====== THE INPUT ======
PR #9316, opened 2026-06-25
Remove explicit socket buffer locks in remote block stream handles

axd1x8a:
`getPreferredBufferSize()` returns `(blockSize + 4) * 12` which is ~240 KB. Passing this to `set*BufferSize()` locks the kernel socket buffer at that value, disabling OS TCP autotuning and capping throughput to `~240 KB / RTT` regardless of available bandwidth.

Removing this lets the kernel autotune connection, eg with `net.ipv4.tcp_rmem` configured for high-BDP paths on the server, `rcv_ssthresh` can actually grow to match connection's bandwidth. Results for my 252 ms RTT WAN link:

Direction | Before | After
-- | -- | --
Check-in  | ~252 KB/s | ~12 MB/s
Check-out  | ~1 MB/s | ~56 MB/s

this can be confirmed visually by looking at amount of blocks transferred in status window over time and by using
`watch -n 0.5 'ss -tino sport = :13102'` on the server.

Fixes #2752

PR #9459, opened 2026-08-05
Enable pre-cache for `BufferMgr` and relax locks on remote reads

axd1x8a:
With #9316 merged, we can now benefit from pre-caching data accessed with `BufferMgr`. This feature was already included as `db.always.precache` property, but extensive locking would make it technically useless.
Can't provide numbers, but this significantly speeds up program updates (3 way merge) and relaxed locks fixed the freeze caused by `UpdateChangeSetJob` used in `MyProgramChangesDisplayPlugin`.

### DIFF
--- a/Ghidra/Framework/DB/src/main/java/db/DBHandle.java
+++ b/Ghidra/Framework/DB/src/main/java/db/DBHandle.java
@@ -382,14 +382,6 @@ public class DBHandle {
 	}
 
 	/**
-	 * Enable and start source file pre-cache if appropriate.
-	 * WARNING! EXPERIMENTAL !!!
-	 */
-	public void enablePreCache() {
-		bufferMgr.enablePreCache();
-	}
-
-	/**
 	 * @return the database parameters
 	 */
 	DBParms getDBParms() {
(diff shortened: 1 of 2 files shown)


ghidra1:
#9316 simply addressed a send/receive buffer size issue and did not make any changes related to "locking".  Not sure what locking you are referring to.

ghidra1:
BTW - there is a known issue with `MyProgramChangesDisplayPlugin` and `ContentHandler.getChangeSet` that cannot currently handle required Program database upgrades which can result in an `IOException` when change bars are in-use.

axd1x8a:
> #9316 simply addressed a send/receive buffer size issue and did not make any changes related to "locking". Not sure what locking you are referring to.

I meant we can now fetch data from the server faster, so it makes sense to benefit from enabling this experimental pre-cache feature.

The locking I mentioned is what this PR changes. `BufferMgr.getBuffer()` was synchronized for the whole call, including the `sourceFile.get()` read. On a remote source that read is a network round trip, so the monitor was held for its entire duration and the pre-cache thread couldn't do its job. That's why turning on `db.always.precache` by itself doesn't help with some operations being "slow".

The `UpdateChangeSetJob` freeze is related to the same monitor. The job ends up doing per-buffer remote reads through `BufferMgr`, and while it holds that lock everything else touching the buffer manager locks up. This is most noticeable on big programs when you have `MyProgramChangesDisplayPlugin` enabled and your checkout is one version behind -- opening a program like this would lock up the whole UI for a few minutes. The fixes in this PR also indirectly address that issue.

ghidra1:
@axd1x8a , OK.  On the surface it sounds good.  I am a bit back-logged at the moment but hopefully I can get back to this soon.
======
====== THE INPUT ======
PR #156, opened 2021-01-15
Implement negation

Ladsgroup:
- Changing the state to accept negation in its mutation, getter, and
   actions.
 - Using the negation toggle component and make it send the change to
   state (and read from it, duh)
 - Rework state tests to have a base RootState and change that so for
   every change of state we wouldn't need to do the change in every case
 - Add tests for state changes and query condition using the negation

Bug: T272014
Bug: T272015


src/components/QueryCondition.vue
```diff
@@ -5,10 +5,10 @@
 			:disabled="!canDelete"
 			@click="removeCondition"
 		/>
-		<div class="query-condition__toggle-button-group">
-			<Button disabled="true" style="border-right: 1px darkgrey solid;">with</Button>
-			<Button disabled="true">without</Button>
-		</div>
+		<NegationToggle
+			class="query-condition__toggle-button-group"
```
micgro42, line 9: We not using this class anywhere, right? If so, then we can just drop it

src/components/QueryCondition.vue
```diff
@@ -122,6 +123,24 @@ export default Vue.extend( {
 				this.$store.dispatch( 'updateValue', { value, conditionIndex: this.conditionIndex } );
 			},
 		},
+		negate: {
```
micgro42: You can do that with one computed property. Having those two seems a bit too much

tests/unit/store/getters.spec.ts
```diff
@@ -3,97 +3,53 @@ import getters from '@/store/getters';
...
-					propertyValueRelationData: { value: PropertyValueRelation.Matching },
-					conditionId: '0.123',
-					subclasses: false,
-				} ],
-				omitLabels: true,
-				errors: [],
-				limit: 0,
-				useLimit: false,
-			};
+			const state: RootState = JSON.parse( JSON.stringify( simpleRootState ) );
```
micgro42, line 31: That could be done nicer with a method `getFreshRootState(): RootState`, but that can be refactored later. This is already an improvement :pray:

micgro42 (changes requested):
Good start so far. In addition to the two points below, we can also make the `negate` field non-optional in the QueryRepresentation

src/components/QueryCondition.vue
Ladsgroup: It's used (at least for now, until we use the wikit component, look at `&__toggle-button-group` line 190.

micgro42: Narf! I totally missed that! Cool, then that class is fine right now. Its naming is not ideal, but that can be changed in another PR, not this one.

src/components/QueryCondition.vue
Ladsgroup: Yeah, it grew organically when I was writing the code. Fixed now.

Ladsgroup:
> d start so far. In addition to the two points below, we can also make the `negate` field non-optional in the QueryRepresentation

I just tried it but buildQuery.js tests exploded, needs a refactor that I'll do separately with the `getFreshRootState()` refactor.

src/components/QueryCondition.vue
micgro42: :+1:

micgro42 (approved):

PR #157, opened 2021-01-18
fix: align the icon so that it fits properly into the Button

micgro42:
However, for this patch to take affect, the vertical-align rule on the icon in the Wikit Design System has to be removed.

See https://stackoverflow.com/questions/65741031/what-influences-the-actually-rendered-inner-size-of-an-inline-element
======
- **DESCRIPTION OF THE TASK**: Quote the data above from the line containing "(diff shortened: 1 of 2 files shown)" to the line containing "The locking I", inclusive, and stop.

- **TASK SOLUTION**:
(diff shortened: 1 of 2 files shown)


ghidra1:
#9316 simply addressed a send/receive buffer size issue and did not make any changes related to "locking".  Not sure what locking you are referring to.

ghidra1:
BTW - there is a known issue with `MyProgramChangesDisplayPlugin` and `ContentHandler.getChangeSet` that cannot currently handle required Program database upgrades which can result in an `IOException` when change bars are in-use.

axd1x8a:
> #9316 simply addressed a send/receive buffer size issue and did not make any changes related to "locking". Not sure what locking you are referring to.

I meant we can now fetch data from the server faster, so it makes sense to benefit from enabling this experimental pre-cache feature.

The locking I mentioned is what this PR changes. `BufferMgr.getBuffer()` was synchronized for the whole call, including the `sourceFile.get()` read. On a remote source that read is a network round trip, so the monitor was held for its entire duration and the pre-cache thread couldn't do its job. That's why turning on `db.always.precache` by itself doesn't help with some operations being "slow".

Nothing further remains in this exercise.